Bronx mailboxes being removed for safety improvements

Bronx mailboxes being removed for safety improvements
Community News Group / Arthur Cusano

If you are a Bronx residents who swears there was a mailbox on your street corner until just last month, you can rest easy – you aren’t losing your mind.

The United States Postal Service is indeed removing the iconic blue mailboxes from Bronx neighborhoods, starting with Co-op City and other nearby neighborhoods.

The ubiquitous boxes are being modified for safety and security purposes to only allow small flat mail through a slot, replacing the small hinged door at the top of box through which mail is currently placed in the box.

U.S. Postal Inspection Service Office spokesperson Donna Harris confirmed the boxes had been removed from 10475, the Co-op City zip code, but said residents had nothing to worry about since the boxes would be replaced within a month of their removal.

The postal service is being tight-lipped about when boxes in any given neighborhood will be replaced while the process is ongoing, Harris explained.

“For the safety and security of U.S. mail carriers, we are not identifying the boxes,” she said.

Harris said that while the mailboxes are gone, residents can give their mail to letter carriers to deliver, or drop them off at the nearest USPS station.

In addition, any mail weighing more than 13 ounces must now be brought to a USPS post office to be mailed to allow postal workers to ask the mailer security questions such as whether or not the package contains flammable materials.

While postal officials insist the project is only affecting Co-op City for the time being, Bronx resident Alex Patanella said he has seen mailboxes disappear in other parts of the Bronx, most notably the University Heights area and Fordham Road.

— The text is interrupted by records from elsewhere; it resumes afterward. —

PR #1328, opened 2025-02-20
Be lazier when loading modules.

### LINKED ISSUE #1325: Module table improvements 1: Lazier module loading
Currently, when a `CachedModule` (a reference to a module) is loaded from the blob store, it will also load the module itself. This is because the module hash is loaded eagerly as part of the reference. Loading the module can be an expensive operation, even involving recompiling the module. However, the module reference (hash) can potentially be loaded quickly, as it is stored directly at the start of the module record. We should allow just loading the module hash when only the hash is needed. Additionally, when we want to get the module source, we should be able to bypass recompiling the module.

td202:
## Purpose

Closes #1325

This revises how the module table is loaded to avoid eagerly recompiling modules. While loading the modules does reconstruct the module map (from `ModuleRef`s to `ModuleIndex`es), it no longer fully loads each module to do so (which may incur the cost of recompiling the module, and also loads the module into the cache). Also, when querying the module source, we bypass recompiling the module and do not cache the module.

## Changes

- Introduce the `DirectBlobHashable` class. This provides one function `loadHash :: BlobRef a -> m h` that directly obtains a hash from a `BlobRef`. There is a blanket, overlappable implementation of this as `loadHash = getHashM <=< loadDirect`. This allows overlapping instances to be defined where there is a more efficient way to get the hash directly.
- Define an instance `DirectBlobHashable m Hash Module` that simply deserializes the module hash without loading the module (and potentially recompiling it).
- Factor `loadModuleDirect` out of the `loadDirect` implementation for `Module`. `loadModuleDirect` loads the module, but will not recompile it (as might be necessary to use the artifact). `loadDirect` will recompile if necessary.
- Define `openHashedCachedRef` that will return the value stored at the reference if it is in memory/cached, and otherwise return the `BlobRef` for it.
- Revise `getSource` to use `openHashedCachedRef` and `loadModuleDirect` to bypass recompiling the module.
- Define `mfoldRef` on `LFMBTree` to allow folding over the leaf references of the tree.
- Revise `load` for `HashedCachedRef` to use `loadHash` instead of loading and caching the value at the reference.
- Revise `load` for `Modules` to build the module map by using `mfoldRef` over the table and `getHashM` on the `HashedCachedRef`s in the leaves. This avoids loading the full module and only loads the hash.

Note, the change to the way `load` works for `HashedCachedRef` has implications for the accounts table. Specifically, when the account table fully loaded into memory, it won't cache each account.

## Checklist

      hard-to-understand areas.

### DIFF
--- a/concordium-consensus/src/Concordium/GlobalState/Persistent/CachedRef.hs
+++ b/concordium-consensus/src/Concordium/GlobalState/Persistent/CachedRef.hs
@@ -9,6 +9,7 @@ module Concordium.GlobalState.Persistent.CachedRef where
 
 import Control.Monad
 import Control.Monad.Trans
+import Data.Functor
 import Data.IORef
 import Data.Proxy
 import Data.Serialize (put)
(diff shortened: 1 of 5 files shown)


eb-concordium (approved):

concordium-consensus/src/Concordium/GlobalState/Persistent/CachedRef.hs
```diff
@@ -437,9 +438,32 @@ makeFlushedHashedCachedRef val = do
...
+    liftIO (readIORef hcrUnflushed) >>= \case
+        HCRMem val -> return (Right val)
+        HCRMemHashed val _ -> return (Right val)
+        HCRDisk r -> openHashedCachedRef r
+openHashedCachedRef HCRFlushed{..} =
+    lookupCachedValue (Proxy @c) hcrBlob <&> \case
+        Nothing -> Left hcrBlob
+        Just val -> Right val
+
+-- | Loading a 'HashedCachedRef' does not cache the value, but it does load the hash via 'loadHash'.
```
drsk0, line 462: So are we still caching them at all?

He said the postal service officials were incorrect when they downplayed the inconvenience the move has caused.

“Tell that to the senior citizens who can’t get to the post office,” he said.

One high-ranking Bronx postal service employee who asked not to be named said the efforts are aimed at eliminating mail theft – a growing problem in the age of widespread identity theft.

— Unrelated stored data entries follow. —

PR #1330, opened 2025-02-28
Correctly construct account difference map for certified blocks

### LINKED ISSUE #1329: BUG: Account difference map is not reconstructed correctly
**Bug Description**

When the node is started, the account difference map is reconstructed for certified blocks. This records accounts that have been created since the last finalized block. However, at present, while the difference map is constructed, it is not correctly updated in the block state of these certified blocks. This means that if those accounts are then used in transactions, the scheduler will reject them (as the accounts are not seen to exist).

This is likely to cause problems for nodes that get stopped while they have certified blocks that contain account creation transactions. However, this will only become apparent when the accounts are involved in other transactions. Moreover, if the node is subsequently restarted, it is possible the error will be detected and fixed as the number of accounts in the last finalized block will not match the number in the account table.

**Steps to Reproduce**

1. Set up a local chain with 5 equal validator nodes. (It may be helpful if the genesis time is far in the past, as this can result in blocks being in the certified state longer as epoch transitions occur.)
2. Send a number of account creations so that at least one account is created per block. The `create-initial-accounts` example in the rust SDK can do this. (Tool requires first creating a `created-accounts` directory to output the new account details.)
3. While these transactions are being included in blocks, shut down one of the nodes.
4. Stop the account creations.
5. Send a nominal transfer to each of the new accounts. (e.g. use `concordium-client account list` to get a list of all accounts, then the `transfer-to-accounts` example from the SDK to send to each of them.)
6. Restart the stopped node.

**Expected Result**

The node should catch up successfully with its peers and block production should continue.

**Actual Result**

The node eventually rejects a block that contains the transfer transactions and subsequent blocks are reported as `pending its parent`:

```
INFO: Konsensus: Block 0a38394f551aa1c917bb0ce6738924d5338ffd01048f42ddfbb12e0b1c24ce9a received.
INFO: Konsensus: Block 9e3ffdba160acf5036a6829852e4c9fc2a89b6b4ff5b389bf3fff74e4c596383 is pending its parent 0a38394f551aa1c917bb0ce6738924d5338ffd01048f42ddfbb12e0b1c24ce9a.
```

Restarting the node likely causes the node to successfully catch up again.

**Versions**

* Software Version: 6.2.1 - 8.0.3
* OS: all

td202:
## Purpose

Closes #1329 

This fixes a bug where the account difference map for certified blocks that contain account credential deployments is incorrect. The problem was caused by the fact that the block state was not cached before the account difference map was constructed. This meant that, while the difference map was reconstructed, it was dropped, since before caching only a `BlobRef` is held for the block state. By caching first, the `BlockStatePointers` are loaded into memory, which ensures that subsequent reads will use the same pointer for the account difference map.

## Changes

- In `loadCertifiedBlocks`, ensure that `cacheBlockState` is called before `reconstructAccountDifferenceMap`.
- Add a check that the account difference map is constructed correctly.
- Refine the documentation of `reconstructAccountDifferenceMap`.

## Checklist

      hard-to-understand areas.

### DIFF
--- a/CHANGELOG.md
+++ b/CHANGELOG.md
@@ -1,11 +1,13 @@
 # Changelog
 
 ## Unreleased changes
+
 - Replace `BufferedRef` with `HashedBufferedRef` in `PoolRewards`
   `bakerPoolRewardDetails::LFMBTree` field to cache computed hashes.
-
 - Improvements to the loading of modules. This particularly improves the performance of
   `GetModuleSource` in certain cases, and can also reduce start-up time.
+- Fix a bug that affects setting up the account map correctly for non-finalized certified blocks
+  that contain account creations (#1329).
 
 ## 8.0.3
 
--- a/concordium-consensus/src/Concordium/GlobalState/BlockState.hs
+++ b/concordium-consensus/src/Concordium/GlobalState/BlockState.hs
@@ -1608,6 +1608,8 @@ class (BlockStateOperations m, FixedSizeSerialization (BlockStateRef m)) => Bloc
     --
     --  Preconditions:
     --  * This function MUST only be called on a certified block.
+    --  * The block state MUST already be cached (with 'cacheBlockState'). Otherwise the update to
+    --    the difference map may not be retained.
     --  * This function MUST only be called on a block state that does not already
     --    have a difference map.
     --  * The provided list of accounts MUST correspond to the accounts created in the block,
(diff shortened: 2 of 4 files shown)


drsk0 (approved):
The fix looks good. I wonder if we could  avoid this class of subtle bugs, by enforcing to load the block state from cache for any ephemeral data.

eb-concordium (approved):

The mailboxes are being replaced, the employee explained, because they have been targets of a tactic known as ‘fishing,’ in which a person drops an object covered in a sticky substance attached to a string into a mailbox and then reels it in and grabs whatever mail sticks to it.

Thieves have been known to target checks and money orders, and have been known to erase names off of these checks to cash them, the employee added.

All mailboxes throughout the entire Bronx, as well as the other boroughs, will eventually be replaced, the postal employee said.

He stressed that process may take a while, since there are currently just four mailboxes being converted at a time by just two employees at a southern Bronx post office.